I was taken to another room and given another search. This one (thankfully) did not put her hands anywhere near my groin, just my legs, arms and torso. And my shoes.

I was then taken back out to the main reception area, given a paper bag, and told to put all my valuables into it. Including my $2 mood ring, my $3 watch, and... my bootlaces. And anything else I was carrying of value - my wallet, my MP3 player, and the water and food that I had been given by the officers at LAX.

I didn't know why I had to put the bootlaces in the bag. I think that if I had asked, I would have been told that it was "for my safety". However, since I was only able to shuffle slowly around, I believe that it was a ploy to dehumanise the detainees further.

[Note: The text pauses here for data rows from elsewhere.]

PR #333, opened 2021-03-10
Fixing version checker

chrislovecnm:
The version checker was implemented to only support versions
that are defined in the RELATED_IMAGES, but when using
image.name a user needs to have the capability to run any
version of CRDB.


pkg/actor/validate_version.go
```diff
@@ -73,11 +73,30 @@ func (v *versionChecker) Act(ctx context.Context, cluster *resource.Cluster) err
...
+	// If the image.name is set use that value and do not check that the
+	// version is set in the supported versions.
+	// If it is not set then pass through the if statement and check that
+	if cluster.Spec().Image.Name == "" {
+		if cluster.Spec().CockroachDBVersion == "" {
+			err := InvalidContainerVersionError{Err: errors.New("Cockroach image name and cockroachDBVersion api fields are not set, you must set one of them")}
+			log.Error(err, "invalid custom resources")
+			return err
+		}
+		log.V(int(zapcore.DebugLevel)).Info("User set CockroahDBVersion")
```
keith-mcclellan, line 86: typo

pkg/actor/validate_version.go
```diff
@@ -73,11 +73,30 @@ func (v *versionChecker) Act(ctx context.Context, cluster *resource.Cluster) err
...
+		// we check if the cockroachDBVersion is supported by the operator,
+		// this can return false only for api feild CockroachDBVersion
+		// The supported versions are set as enviroment variables in the operator manifest.
+		if !cluster.IsSupportedImage() {
+			err := InvalidContainerVersionError{Err: errors.New(fmt.Sprintf("crdb version %s not supported", cluster.Spec().CockroachDBVersion))}
+			log.Error(err, "The cockroackDBVersion API value is set to a value that is not supported by the operator. Supported versions are set via the RELATED_IMAGE env variables in the operator manifest.")
```
keith-mcclellan, line 92: typo

pkg/actor/validate_version.go
```diff
@@ -73,11 +73,30 @@ func (v *versionChecker) Act(ctx context.Context, cluster *resource.Cluster) err
...
+			return err
+		}
+		log.V(int(zapcore.DebugLevel)).Info(fmt.Sprintf("supported CockroahDBVersion %s", cluster.Spec().CockroachDBVersion))
+	} else {
+		log.V(int(zapcore.DebugLevel)).Info("User set image.name, using that field instead of cockroahDBVersion")
```
keith-mcclellan, line 97: typo

pkg/actor/validate_version.go
```diff
@@ -73,11 +73,30 @@ func (v *versionChecker) Act(ctx context.Context, cluster *resource.Cluster) err
...
+		log.V(int(zapcore.DebugLevel)).Info("User set CockroahDBVersion")
+		// we check if the cockroachDBVersion is supported by the operator,
+		// this can return false only for api feild CockroachDBVersion
+		// The supported versions are set as enviroment variables in the operator manifest.
+		if !cluster.IsSupportedImage() {
+			err := InvalidContainerVersionError{Err: errors.New(fmt.Sprintf("crdb version %s not supported", cluster.Spec().CockroachDBVersion))}
+			log.Error(err, "The cockroackDBVersion API value is set to a value that is not supported by the operator. Supported versions are set via the RELATED_IMAGE env variables in the operator manifest.")
+			return err
+		}
+		log.V(int(zapcore.DebugLevel)).Info(fmt.Sprintf("supported CockroahDBVersion %s", cluster.Spec().CockroachDBVersion))
```
keith-mcclellan, line 95: typo

pkg/resource/cluster.go
```diff
@@ -203,13 +203,18 @@ func (cluster Cluster) GetCockroachDBImageName() string {
 	supportedImages := getSupportedCrdbImages()
 	if cluster.Spec().CockroachDBVersion != "" {
 		if version, ok := cluster.LookupSupportedVersion(cluster.Spec().CockroachDBVersion); ok {
```
keith-mcclellan, line 205: It's possible I'm still missing something, but this logic doesn't look right to me.  The intent is to allow someone to either use one of the supported images via the CockroachDBVersion, or allow them to install any cockroachdb version.  In the latter case, we need to validate the version of crdb in the container and compare it to the current cluster version to make sure it is either a patch release of the current feature release, or the next newest feature release.  In the case of a new feature release, we need to also validate that any previous upgrade has been finalized.  This appears to kick out any image that isn't hosting an explicitly supported version of crdb.

keith-mcclellan (changes requested):
There were several typos that need to be fixed in the comments and log messages (which I tried to tag), and the version checker logic doesn't seem right to me still.  In addition, this is badly in need of some unit tests.

pkg/resource/cluster.go
alinadonisa: @keith-mcclellan  the CockroachDBVersion field can use the version checker only if it finds the image in the env var list we add. On line 203 we load the env vars we support and if this field is set we find a match on the supported versions to retrieve the container  image that will be loaded in the version checker job.   If we do not find an image we do not run  version checker job, the cluster will not be installed and we'll get an error on the status saying that we do not support the version given in the api field, or maybe to set the image field directly in the CR. With the api field we cannot run any version because we do not have the registry(docker, redhat etc), only with the image field we can do this logic at this time without hardcoding the registry.

chrislovecnm:
```log
PASS
Down(): stopin kind cluster...

I0311 21:57:37.288528  643387 app.go:87] ID for this run: "0eb286b1-085e-4ba0-8c71-a4b2a3f6c7c1"
Down(): deleting kind cluster...

Deleting cluster "test" ...
INFO: Elapsed time: 704.507s, Critical Path: 704.14s
INFO: 1 process: 1 processwrapper-sandbox.
INFO: Build completed successfully, 2 total actions
//e2e:go_default_test                                                    PASSED in 704.1s

INFO: Build completed successfully, 2 total actions
```

I am getting e2e passing on my build box.  There is a weird issue with request_certificate code, but since we are replacing that code I am not going to debug it.

keith-mcclellan:
This LGTM but I don't want to merge until @chrisseto also takes a look

PR #337, opened 2021-03-15
Fixing crdb binary in OSX

chrislovecnm:
I missed a path with downloading the crdb binary when running
OSX.  We should probably not have the rule the way it is, but it
is fine for now.


keith-mcclellan (approved):
LGTM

I recommend you read the whole thing.

But I want to point out that New Zealand has its own degrading, dehumanising, racist immigration system. I've watched a woman about to be deported saying goodbye to her boyfriend in a prison visiting room. For pacific island women visas can be contingent on negative pregnancy tests. If you were detained in a New Zealand prison prior to deportation (and people are) - the cold, the strip search, the lack of access to medication, the constant dehumanisation would be the same.

Wednesday, March 17, 2010

And the best thing about it is they're guilty!

In Decca: The Letters of Jessica Mitford she tells a story of the 1960s. I can't remember the details of the political trial - had the defendant's been accused of . But they were found not guilty, and in the party to celebrate the result a young man stood on a table and shouted out "And the best thing about it is they're guilty."

Today the jury took just two hours to find Adrian Leason, Peter Murnane, and Sam Land not guilty of willful damage and burglary.

In April 2008, they went to the Waihopai spy base and destroyed one of the domes. Since then they have been very clear that they did damage the spy base, but they were not guilty of any crime. They had taken the action that they did to avert much greater harm, including the on-going war in Iraq.

For those interested in the exact legal details I recommend Brian Law. But it's not the legal aspects of this that I'm celebrating. It's that the Waihopai 3 maintained that they did it, and that they were right to do it, and the jury believed them.